─── PROVIDED INFORMATION ───
Issue #1469, opened 2017-10-06
Core 2.0 multiple auth schemes problem: default one overrides all, and no default ignores all


vgribok:
The problem I am reporting seems to be similar to https://github.com/aspnet/Security/issues/1381.

# Summary
My TL;DR summary is that in ASP.NET Core 2,0 it seems impossible to have multiple authentication schemes handling requests with corresponding values of the `Authorization` header, while we had no trouble implementing this in 1.1 and earlier with OWIN.

# Details
Using ASP.NET Core 2.0, we are adding two custom authentication schemes, let's call them "Abc" and "Xyz", using `services.AddSchema()` method. When I send a request with `Authorization` header having either `Abc SomeAuthInfo` or `Xyz SomeOtherAuthInfo` value, I expect a corresponding handler to be called by the framework, as it happened in OWIN and later in Core 1.1. That does not happen. The only non-invasive way to make it work was specifying default schema via `services.AddAuthentication("Abc")`, which resulted in "Abc" scheme working and "Xyz" not working. 

Eventually, I have to do this:
```
di.AddScoped<IAuthenticationHandlerProvider, AuthSchemeMappingAuthenticationHandlerProvider>();
di.AddSingleton<IAuthenticationSchemeProvider, BugWorkaroundAuthenticationSchemeProvider>();
```
with those two hand-rolled classes hacking the default ASP.NET Core 2.0 logic letting us look at what Authorization header value starts with - the scheme - and map it the appropriate handler.

# The Question
My question is, is this a bug, or have I simply failed to find a legitimate way to map auth schemes to their handlers?

sschleicher208:
I have this exact same issue.  I have Jwt and Facebook authentication enabled (Jwt is default scheme).  When I pass Jwt token in the authorization header, works perfectly.  When I pass the access token in the authorization header that I received from facebook, it fails.  Did you ever find anything out about this?

vgribok:
So far I have not heard anything from ASP.NET dev team. I have implemented a workaround by replacing two classes as shown in my post, but I hope to replace it with a better solution. I'm hoping someone can suggest a better way.

PinpointTownes:
> My question is, is this a bug, or have I simply failed to find a legitimate way to map auth schemes to their handlers?

Good or bad, this is a deliberate change that was announced here: https://github.com/aspnet/Announcements/issues/262.
[...]

Issue #1199, opened 2017-05-04
Consider dropping Active in AuthorizeAttribute.ActiveAuthenticationSchemes 


HaoK:
The active was removed everywhere else, but left in the attribute property.  Would be nice to cleanup if possible.

PinpointTownes:
Ideally, you should consider removing the authentication part from `AuthorizeAttribute` and move that to a separate attribute, which would allow doing things like that:

```
[Authenticate("Bearer")]
public class ApiController : Controller
{
    public IActionResult ActionWithOptionalAuthentication() { ... }

    [Authorize]
    public IActionResult ActionWithRequiredAuthentication() { ... }

    [Authorize(Policy = "HasSuperPrivilege")]
    public IActionResult ActionWithRequiredAuthenticationAndSpecifiedPolicy() { ... }
}

[Authenticate("Cookie")]
public class WebController : Controller
{
    public IActionResult ActionWithOptionalAuthentication() { ... }

    [Authorize]
    public IActionResult ActionWithRequiredAuthentication() { ... }

    [Authorize(Policy = "HasSuperPrivilege")]
    public IActionResult ActionWithRequiredAuthenticationAndSpecifiedPolicy() { ... }
}
```

HaoK:
That doesn't sound unreasonable to me, @rynowak @blowdart @Tratcher thoughts?

HaoK:
Would we keep the existing semantic today of [Authorize] => [Authenticate] implied?

blowdart:
And what would happen if you put Authorize against a method without Authenticate anywhere near?

PinpointTownes:
> And what would happen if you put Authorize against a method without Authenticate anywhere near?

It would use the default authentication scheme handler, as specified in the authentication options. If no is specified, an exception would be thrown, exactly like what already happens in the 1.0 bits.

blowdart:
That's not what it looks like.

Consider the average dev.

I want authentication, so I'm going to put authenticate on my controller. What happens now when there's no authorize attribute? Do we assume one on every method? This looks confusing.

PinpointTownes:
> Would we keep the existing semantic today of [Authorize] => [Authenticate] implied?

Yeah, the default authorization policy should still use `RequireAuthenticatedUser()`.

PinpointTownes:
> I want authentication, so I'm going to put authenticate on my controller.

Authentication = determining who's the caller.
[...]

PR #1475, opened 2017-10-09
Prototype policy handler

HaoK:
Some rough prototype of what we were discussing in https://github.com/aspnet/Security/issues/1469

This would be a different direction than https://github.com/aspnet/Security/pull/1410

Thoughts @davidfowl @Tratcher 

Example:

```
                auth.AddPolicyScheme("policy1", "policy1", p =>
                    {
                        p.DefaultScheme = "auth1";
                    })
                    .AddPolicyScheme("policy2", "policy2", p =>
                    {
                        p.AuthenticateScheme = "auth2";
                    })
                    .AddPolicyScheme("dynamic", "dynamic", p =>
                    {
                        p.DefaultSchemeSelector = c => c.Request.QueryString.Value.Substring(1);
                    })
                    .AddScheme<TestOptions, TestHandler>("auth1", o => { })
                    .AddScheme<TestOptions, TestHandler>("auth2", o => { })
                    .AddScheme<TestOptions, TestHandler>("auth3", o => { });

```


Tratcher:
First glance: What's a policy scheme? You mean a scheme policy?

Tratcher:
I'd rather put this project on hold until we can build out those samples we're discussing, I think they'll help us approach this more holistically.

src/Microsoft.AspNetCore.Authentication/AuthenticationPolicyHandler.cs
```diff
@@ -0,0 +1,58 @@
...
+    /// Forwards calls to another authentication scheme based on <see cref="AuthenticationPolicyOptions"/>.
+    /// </summary>
+    /// <typeparam name="TOptions"></typeparam>
+    public class AuthenticationPolicyHandler<TOptions> : AuthenticationHandler<TOptions>, IAuthenticationSignInHandler
+        where TOptions : AuthenticationPolicyOptions, new()
+    {
+        public AuthenticationPolicyHandler(IOptionsMonitor<TOptions> options, ILoggerFactory logger, UrlEncoder encoder, ISystemClock clock)
+            : base(options, logger, encoder, clock) { }
+
+        private string ResolveDefaultScheme(string scheme)
```
davidfowl: We need to make sure this never maps to the policy scheme itself (stackoverflow).

src/Microsoft.AspNetCore.Authentication/AuthenticationPolicyHandler.cs
```diff
@@ -0,0 +1,58 @@
...
+        public string AuthenticateScheme { get; set; }
+        public string ChallengeScheme { get; set; }
+        public string ForbidScheme { get; set; }
+        public string SignInScheme { get; set; }
+        public string SignOutScheme { get; set; }
+
+        /// <summary>
+        /// Used to 
+        /// </summary>
+        public Func<HttpContext, string> DefaultSchemeSelector { get; set; }
```
davidfowl: Isn't this a policy selector?

davidfowl:
@HaoK I'd wire up some more realistic policies (facebook, oidc, api, cookies). I'd like to see what they look like in sample code. 

Besides the samples, I think this is on the right track and doesn't introduce any new concepts!

src/Microsoft.AspNetCore.Authentication/AuthenticationPolicyHandler.cs
HaoK: Well this one is actually selecting what scheme to resolve to for this policy instance, as opposed to a policy selector.  

But naming is getting confusing here, since "policies" are just special authentication options that contain a full set of schemes to redirect the normal `IAuthenticationHandler` calls to...

HaoK:
// Identity/default template
```
AddAuthentication(o => o.DefaultScheme = "Identity")
   // AddIdentityCookies() or the equivalent
   .AddPolicy("Identity", policy => {
       policy.DefaultScheme = "Identity.Application";
       policy.SignInScheme = "Identity.External"
   }))
```

// OIDC template:
```
AddAuthentication(o => o.DefaultScheme = "OIDCPolicy")
   .AddOIDC()
   .AddCookies()
   .AddPolicy("OIDCPolicy", policy => {
       policy.DefaultScheme = "Cookies";
       policy.ChallengeScheme = "OIDC"
   }))
```

// Social template (no identity)
```
AddAuthentication(o => o.DefaultScheme = "Social")
   .AddFacebook()
   .AddCookies()
   .AddPolicy("Social", policy => {
       policy.DefaultScheme = "Cookies";
       policy.ChallengeScheme = "Facebook"
   }))
```
// API doesn't really need a policy since its a single bearer already, but for completeness 
```
AddAuthentication(o => o.DefaultScheme = "API")
   .AddJwtBearer()
   .AddPolicy("API", policy => {
       policy.DefaultScheme = "Bearer"
   }))
```

davidfowl:
@HaoK I tweaked the samples slightly. 

/cc @PinpointTownes @brockallen @leastprivilege

davidfowl:
@HaoK we also need to see API and cookies in the same application. That's the scenario that requires switching based on some per request logic.

HaoK:
Request based scheme selection:
```
AddAuthentication("Dynamic")
   .AddJwtBearer()
   .AddCookies()
   .AddPolicy("Dynamic", schemes => {
       schemes.DefaultSchemeSelector = httpContext => IsRequestApi(httpContext) ? "Bearer" : "Cookies"
   }))
```

src/Microsoft.AspNetCore.Authentication/AuthenticationPolicyHandler.cs
```diff
@@ -0,0 +1,58 @@
...
+            => scheme ?? Options.DefaultSchemeSelector?.Invoke(Context) ?? Options.DefaultScheme;
+
+        protected override Task<AuthenticateResult> HandleAuthenticateAsync()
+            => Context.AuthenticateAsync(ResolveDefaultScheme(Options.AuthenticateScheme));
+
+        protected override Task HandleChallengeAsync(AuthenticationProperties properties)
+            => Context.ChallengeAsync(ResolveDefaultScheme(Options.ChallengeScheme));
+
+        protected override Task HandleForbiddenAsync(AuthenticationProperties properties)
+            => Context.ForbidAsync(ResolveDefaultScheme(Options.ForbidScheme));
```
davidfowl: Do we also need to do the crazy fallback here? Forbid ?? Challenge ?? DefaultScheme

src/Microsoft.AspNetCore.Authentication/AuthenticationPolicyHandler.cs
Jingkun-Hu: I think it's better to give a us a general description on the concepts that are necessary and complete and come naturally. Like given a restricted resource, be it code, data, or anything else, it maps to "policy" name(string). Then in AuthorizationOptions, policy name maps to an AuthorizationPolicy that mainly list of requirements...

src/Microsoft.AspNetCore.Authentication/AuthenticationPolicyHandler.cs
HaoK: So the crazy fallback is all still there if no default is set, and the scheme is null, as ResolveDefaultScheme will be null, and then it will fall back to the underlying defaults.  

I think we should get rid of the crazy fallbacks for the policies if we can...  A single default scheme fallback seems sufficient from all of the examples so far...

HaoK: But maybe you are right and this would make things inconsistent :(

HaoK:
So is it safe to say this is a preferred option to where we were going in https://github.com/aspnet/Security/pull/1410 ?  If so I'll close that out as that seemed way more complex than this PR

src/Microsoft.AspNetCore.Authentication/AuthenticationPolicyHandler.cs
HaoK: Yeah so that's exactly why I don't think we should call this new thing Policy, as its totally not the same thing as Authorization policy today.  We need a new word to use to disambiguate...

HaoK: I'd suggest a weirder name like calling it `AddSchemeSet/Map()` instead of `AddPolicy`

PinpointTownes:
@davidfowl thanks for pinging me.

I took a brief look and I'm not sure I like it (yet). Why doing that at the handler level? Why can't we integrate it with the APIs we already have? (e.g [`IAuthenticationSchemeProvider`](https://stackoverflow.com/a/46475072/542757)).

FWIW, I like the concept of authentication policies (because well, I'm the one who suggested that, initially :trollface:), but if you adopt it, then I'd expect seeing similar APIs to the ones we have for the authorization stack.

HaoK:
@PinpointTownes you mean you want it more of a first class new thing?  More like what we tried in https://github.com/aspnet/Security/pull/1410 then?

HaoK:
So I had a thought... why don't we just roll this concept into the base AuthenticationSchemeOptions/Handler.  We already sorta have this concept with RemoteAuthenticationOptions/SocialAuth where it forwards SignIn/Forbid to a Cookie.

Instead of adding a new thing, we could just bake this directly into `AuthenticationSchemeOptions`, and have the `AuthenticationHandler` base classes do the scheme forwarding automatically if set.

And then we wouldn't need a a new 'policy' for authentication, as scheme is already the equivalent of a named thing that is a Policy in Authorization.

So then you updating the examples a bit, using a new `AddFowardScheme` method that just adds the base handler implementation that can only forward

// Identity/default template
```C#
AddAuthentication("Identity")
   // AddIdentityCookies() or the equivalent
    .AddForwardScheme("Identity", options => {
       options.DefaultForwardScheme = "Identity.Application";
       options.ForwardSignInScheme = "Identity.External"
   }))
```

// OIDC template:
```C#
AddAuthentication("Cookies")
   .AddOIDC()
   .AddCookies(options => options.ForwardChallengeScheme = "OIDC")
```

// Social template (no identity)

```C#
AddAuthentication("Cookies")
   .AddFacebook()
   .AddCookies(options => options.ForwardChallengeScheme = "Facebook")
```
// API doesn't really need a policy since its a single bearer already, but for completeness 

```C#
AddAuthentication("Bearer")
   .AddJwtBearer()
```

Request based scheme selection:
```C#
AddAuthentication("Dynamic")
   .AddJwtBearer()
   .AddCookies()
   .AddForwardScheme("Dynamic", schemes => {
       schemes.DefaultForwardSchemeSelector = httpContext => IsRequestApi(httpContext) ? "Bearer" : "Cookies"
   }))
```

PinpointTownes:
> @PinpointTownes you mean you want it more of a first class new thing? More like what we tried in #1410 then?

Yep. The other PR looks better, IMHO (and more consistent with existing concepts in the authorization stack).

HaoK:
Yeah but its also pretty complicated, personally I prefer the direction this PR is going, but its possible there are still some things we added in the other PR that are worth keeping

HaoK:
So summarizing my current thinking after playing with this for a while:

I don't think we need a new concept of AuthenticationPolicy.  An authentication scheme is exactly what we want already.  It has exactly the same operations a policy has: Authenticate/Challenge/SignIn[Out]/Forbid.  The problem today is its not easy at all to mix and match the operations from multiple authentication schemes for a single authorization.  But we can solve that by simply moving towards registering a "Virtual/Dynamic" authentication scheme, that is able to combine the operations of other schemes arbitrarily (and dynamically).

That's what kept bugging me about the other PR trying to introduce authentication scheme, it felt like a slightly different flavor of what we already had.

The benefit of this new pattern of using "virtual/dynamic" authentication schemes, is that we can move away from needing to support multiple authentication schemes entirely.  For any situation where executing multiple authentication handlers is necessary in a challenge/authenticate, you just plug in a custom authentication scheme to aggregate it explicitly.

Thoughts @davidfowl @Tratcher @PinpointTownes ?

Tratcher:
Overriding classes is a much higher usage barrier. We have some very common scenarios today like JWT + Cookies that shouldn't require that level of customization.

HaoK:
> We have some very common scenarios today like JWT + Cookies 

That doesn't require a custom authentication handler, its only if you wanted to challenge more than one scheme, or authenticate more than one scheme and aggregate.  So like if you wanted to challenge Windows + Basic or multiple Bearer schemes at once for example.  

The JWT +Cookie example would look like above, I'm not proposing doing nothing, just not adding anything resembling a 'policy':

```
AddAuthentication("Dynamic")
   .AddJwtBearer()
   .AddCookies()
   .AddVirtualScheme("Dynamic", schemes => {
       schemes.DefaultForwardSchemeSelector = httpContext => IsRequestApi(httpContext) ? "Bearer" : "Cookies"
   }))
```

Tratcher:
That's an interesting example. So AddVirtualScheme is something we'd provide out of the box?  (or we call it AddDynamicScheme and you don't have to specify the name)

HaoK:
Yes I'm proposing we go with the idea that we make it easy to virtualize/forward + resolve schemes dynamically (the last set of examples I showed above).  But no, you NEED to give it a real authentication scheme name.  It just doesn't have to do anything, we'd either add a new base handler that did this forwarding logic, or we roll it into the existing base handler class and make it non abstract (effectively the same thing)

HaoK:
Basically I'm arguing schemes are already policies...not that we don't want to do all the stuff in this PR :)

HaoK:
I'm guessing we need to create a VirtualAuthenticationHandler since we don't implement all the interfaces by default anymore...

davidfowl:
@HaoK I agree and I'm on the same page.

PinpointTownes:
> That doesn't require a custom authentication handler, its only if you wanted to challenge more than one scheme, or authenticate more than one scheme and aggregate. So like if you wanted to challenge Windows + Basic or multiple Bearer schemes at once for example.

This scenario was supported in 1.0 and it's now painful to do in 2.0 (the remarks on the announcement tickets are eloquent). I believe it should be supported natively and shouldn't require adding custom code.

The problem with the approach you suggest is that it's all or nothing (e.g all the challenge/forbid/signin/signout/authentication schemes points to "Cookie" or "Bearer"). Having a policy-based system would allow much more flexibility.

For me, something like that would be the ideal API:

```
{
    options.AddIdentityPolicy("Cookies");

    options.AddPolicy("JWT tokens only", policy =>
    {
        policy.UseAuthenticateShemes(JwtBearerDefaults.AuthenticationScheme);
        policy.UseChallengeSchemes(JwtBearerDefaults.AuthenticationScheme);
    });

    options.AddPolicy("JWT tokens + Data Protection tokens", policy =>
    {
        // Authenticate requests using both the JWT and the aspnet-contrib handlers.
        policy.UseAuthenticateShemes(
            JwtBearerDefaults.AuthenticationScheme, 
            OAuthValidationDefaults.AuthenticationScheme);

        // Both the JWT and aspnet-contrib are "Bearer" handlers. Apply a single
        // challenge to ensure no duplicate "Bearer" WWW-Authenticate is returned.
        policy.UseChallengeSchemes(JwtBearerDefaults.AuthenticationScheme);
    });

    options.DefaultPolicySelector = context =>
    {
        if (context.Request.Path.StartsWithSegments("/legacy-api"))
            return "JWT tokens only";

        if (context.Request.Path.StartsWithSegments("/api"))
            return "JWT tokens + Data Protection tokens";

        return "Cookies";
    };
})

.AddJwtBearer(...)

.AddOAuthValidation();
```

PinpointTownes:
You could even add the `[Authenticate]` attribute I suggested [here](https://github.com/aspnet/Security/issues/1199) to make the policy story super nice:

```
[Authenticate("Bearer")]
public class ApiController : Controller
{
    public IActionResult ActionWithOptionalAuthentication() { ... }

    [Authorize]
    public IActionResult ActionWithRequiredAuthentication() { ... }

    [Authorize(Policy = "HasSuperPrivilege")]
    public IActionResult ActionWithRequiredAuthenticationAndSpecifiedPolicy() { ... }
}

[Authenticate("Cookie")]
public class WebController : Controller
{
    public IActionResult ActionWithOptionalAuthentication() { ... }

    [Authorize]
    public IActionResult ActionWithRequiredAuthentication() { ... }

    [Authorize(Policy = "HasSuperPrivilege")]
    public IActionResult ActionWithRequiredAuthenticationAndSpecifiedPolicy() { ... }
}
```

davidfowl:
@PinpointTownes I think we're splitting hairs TBH. 

> Having a policy-based system would allow much more flexibility.

How doesn't this design achieve the same thing? It looks identical, what am I missing?

PinpointTownes:
> How doesn't this design achieve the same thing? It looks identical, what am I missing?

My proposal allows assigning multiple schemes per request and different authenticate/signin/signout/challenge/forbid schemes per request. @HaoK's approach doesn't.

HaoK:
Yes my hope is to drop any explicit support for automatic routing of authentication/challenge to multiple schemes entirely, leave it as a pure extensibility (code + custom authentication handler scenario), so there's no expectation it just works.  If we get repeated asks to make it easier to do complex things that involve things like merging multiple schemes for authentication or complex challenge behavior, we can always add it later.

PinpointTownes:
> Yes my hope is to drop any explicit support for automatic routing of authentication/challenge to multiple schemes entirely, leave it as a pure extensibility (code + custom authentication handler scenario), so there's no expectation it just works.

#fail.

HaoK:
Challenging multiple authentication schemes today is basically unsupported in many scenarios anyways, it is almost impossible to get it to work without dealing with quirks.  This puts things in a much better state going forward.

PinpointTownes:
> Multiple authentication scheme support today is basically unsupported anyways, it is almost impossible to get it to work without dealing with quirks anyways.

It was perfectly supported in 1.0, where you could mix Basic + Bearer, Basic + Negociate, Basic + Negociate + API Keys, etc...

HaoK:
You can still accomplish a virtual scheme that represents multiple schemes, you just need to plug in an auth handler that does it...  It's not going to be a lot of code.

HaoK:
Nothing was 'perfectly supported' in 1.0.  Everything barely worked...and everything broke in minor regressions with any changes...  Its 'perfectly supported' in 2.0 as well, when you write an auth handler which represents your "policy"

HaoK:
We don't ship basic auth today do we?

PinpointTownes:
> Nothing was 'perfectly supported' in 1.0.

Ask @Tratcher, mixing NTLM + Bearer (or any other non-interactive scheme) used to work just fine (as designed).

HaoK:
You mean how you can have multiple automatic authenticate = true in 1.0?

HaoK:
That was totally not how it was designed...we just had no way to enforce single automatic authenticate easily

PinpointTownes:
> We don't ship basic auth today do we?

Sure you do. Both IIS and HttpSysServer support it.

HaoK:
Yes and the hosts are already effectively using schemes as described in this PR

HaoK:
Define can't mix?

HaoK:
If you want to mix "Windows" with "Bearer", you would have to add your own "WindowsBearer" that authenticated/challenged both yes.  This is no different than how things stand in 2.0 anyways.  So we can split that into its own issue/PR if that's the case.

PinpointTownes:
> That was totally not how it was designed...we just had no way to enforce single automatic authenticate easily

You don't get it, obviously. In 1.0, multiple non-interactive authentication middleware could deliberately apply their challenges to a same response. That's exactly the reason why `JwtBearerHandler.HandleUnauthorizedAsync()` returns `false` in 1.x (again, ask @Tratcher if you don't trust me...).

HaoK:
I get it, you like the old chaining behavior we explicitly killed in 2.0.  You can chain, but you do yourself in IAuthenticationHandler.Challenge

PinpointTownes:
> This is no different than how things stand in 2.0 anyways.

Stop talking about 2.0, we all know the situation is not ideal and that many scenarios are no longer supported. Mixing NTLM and Bearer was supported in 1.0 and is not in 2.0. Call that whatever you want, but it's a regression.

Reading all the complaints on the discussions tickets should be enough to realize it :sweat_smile:

PinpointTownes:
> I get it, you like the old chaining behavior we explicitly killed in 2.0.

With a **huge** difference. You have to explicitly define a policy asking for multiple schemes to be used. In 1.0, most authentication middleware were configured to use automatic challenge.

```csharp
options.AddPolicy("JWT tokens + Data Protection tokens", policy =>
{
    // Authenticate requests using both the JWT and the aspnet-contrib handlers.
    policy.UseAuthenticateShemes(
        JwtBearerDefaults.AuthenticationScheme, 
        OAuthValidationDefaults.AuthenticationScheme);
    
    // Both the JWT and aspnet-contrib handlers are "Bearer" handlers. Apply a single
    // challenge to ensure no duplicate "Bearer" WWW-Authenticate is returned.
    policy.UseChallengeSchemes(JwtBearerDefaults.AuthenticationScheme);
});
```

HaoK:
Its really not that much more code, and merging principles really should be handled by the app itself:

```
services.AddAuthentication("JwtData")
            .AddJwtBearer()
            .AddOAuthValidation()
            .AddVirtualHandler<JwtDataAuth>("JwtData")


public class JwtDataAuth : VirtualAuthenticationHandler {
   public override async Task<string> HandleAuthenticate() 
      => MergeYourPrincipals(await Context.AuthenticateAsync("Bearer"), await Context.AuthenticateAsync("OAuthValidation");

     public override Task HandleChallengeAsync() => Context.ChallengeAsync("Bearer");     
   }
}
```

PinpointTownes:
> and merging principles really should be handled by the app itself

There's already code that handles that in ASP.NET Core, there's really no reason to do that yourself, is it?

I really hope you'll end up with a better design for such simple scenarios. Just saying folks "hey, you know what? Write custom code!" is not really satisfying.

HaoK:
That merging principal code was something we totally made up for this (we reorder things, and it also cannot be used with WindowsPrincipals at all)  So if you try to use it with Windows auth it will likely explode.

PinpointTownes:
> So if you try to use it with Windows auth it will likely explode.

The "merging code" works with Windows identities. It's just that the resulting principal is a simple `ClaimsPrincipal` so things like `IsInRole` don't work properly in this case.

HaoK:
Replacing with new iteration PR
───
### [EXERCISE BRIEF]
Each line of the entries holding the string "Protection" should be found and copied.

### [WRITTEN REPLY]
    options.AddPolicy("JWT tokens + Data Protection tokens", policy =>
            return "JWT tokens + Data Protection tokens";
options.AddPolicy("JWT tokens + Data Protection tokens", policy =>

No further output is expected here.